Now imagine a similar question: "Sure, the fundamental theorem of arithmetic says that every positive integer can be written uniquely as a product of positive primes, but what if we didn't factor them? Would such-and-such argument still hold?" The answer here is yes, because no matter how you express a natural number, you can still go back and factor it. This is because we never said that "a natural number is one that can be written uniquely as a product of prime numbers", but because rather it is a property of natural numbers that they can be written as a product of primes. Likewise, given any sequence of real numbers, no matter how you write them, we can still say, "Okay, so these are all real numbers, and so we can do this deal here and find a sequence of digits for each real number, perform the right operations on the right digits, and get a sequence that we can relate to a convergent series that converges to a real number not on our list." It's well and good to find a new way to write a real number, but it is still a real number, and you cannot re-write it so it lacks the properties of real numbers.

Answer 5

Cantor himself did not give an argument with decimal or binary representations of the reals, but a topological style argument: assuming the reals can be enumerated as $(r_n), n \in \omega$ he picks smaller and smaller nested closed intervals, the $n$-th missing $r_n$ for each $n$. He previously showed his nested intervals theorem for complete metric spaces and so he knows there is a point in the intersection of the intervals which cannot be any of the $r_n$ and we have a contradiction.
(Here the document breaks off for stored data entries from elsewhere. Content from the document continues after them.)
PR #621, opened 2018-07-31
fix(worksheet.state): corrected worksheet state

### LINKED ISSUE #617: If I add more then 1 sheet all sheets are hidden except for the 1st sheet
Hi, I am nor sure if this is a bug or if some new functionality has been added but I am using the latest version of exceljs (1.5.1) and if I add more then one sheet to a workbook then all sheets after the first sheet are hidden and I am not able to make them visible using code.

Here is some sample code to re-produce the issue:

```
const Exceljs = require("exceljs");

let wb = new Exceljs.Workbook();

let sheet1 = wb.addWorksheet("s1");
let sheet2 = wb.addWorksheet("s2");

wb.xlsx.writeFile("myWb.xlsx");

```

If you open this workbook sheet "s2" is hidden. I tried using: 

`sheet2.state = "show";
`
but this doesn't help. Is this a bug or am I missing something?

This works if I use 1.4.6.

Thanks!

mp-ffx:
according to https://github.com/SheetJS/js-xlsx/issues/464 respectively https://msdn.microsoft.com/en-us/library/dd773237%28v=office.12%29.aspx?f=255&MSPPError=-2147217396 and https://msdn.microsoft.com/en-us/library/documentformat.openxml.spreadsheet.sheetstatevalues.aspx the states should/can be 'visible', 'hidden' and 'veryHidden'

this should close #617


Siemienik:
https://github.com/exceljs/exceljs/issues/678

PR #636, opened 2018-08-28
Fix misinterpreted ranges from <definedName>

papandreou:
Hi!

I ran into a file that contained a bunch of formulas and external references in `<definedName>`s, which caused this crash:

```
     Error: Out of bounds. Invalid column letter: OFFSET
      at Object.l2n (lib/utils/col-cache.js:60:13)
      at Object.decodeAddress (lib/utils/col-cache.js:97:24)
      at Object.decodeEx (lib/utils/col-cache.js:189:24)
      at CellMatrix.addCell (lib/utils/cell-matrix.js:19:29)
      at lib/doc/defined-names.js:159:18
      at lib/doc/defined-names.js:157:26
      at module.exports.set model [as model] (lib/doc/defined-names.js:155:11)
      at module.exports.set model [as model] (lib/doc/workbook.js:206:30)
      at lib/xlsx/xlsx.js:348:31
```

Turns out it's caused by what looks like [a rather naive range extraction algorithm](https://github.com/guyonroche/exceljs/blob/acfa8b36ae7d266b36e62891e6c7acf6d228b075/lib/xlsx/xform/book/defined-name-xform.js#L54-L86) that doesn't take into account that the defined names could contain double quoted strings or formulas.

So a topological argument, not one based on decimal expansions but on completeness of the reals (which is by construction of the set of reals, Cantor did that construction in an earlier paper: Dedekind used order completeness, Cantor metric completeness and Cauchy sequences to construct an isomorphic copy of the "real numbers" $\Bbb R$).

Answer 6

To prove $\mathbb{R}$ is uncountable, we assume that it isn't (i.e. that it is countable). We then make a list of all the real numbers, and state that this list is complete. However we can construct a new real from not the $1^{st}$ digit of list item $1$ (e.g. if the $1^{st}$ digit of item $1$ is $4$, pick any digit other than $4$ (and arguably not $0$ either)), and keep the rest the same ($2^{nd}$ digit from $2$, $3^{rd}$ digit from $3$, etc..), not the $2^{nd}$ from list item $2$ and the rest the same, and so on. This number is not in the list, and so $\mathbb{R}$ is uncountable.

This is Cantor's Diagonal argument.

As it is impossible to count $\mathbb{R}$, there is no way we can re-invent numbers in such a way as to make this possible.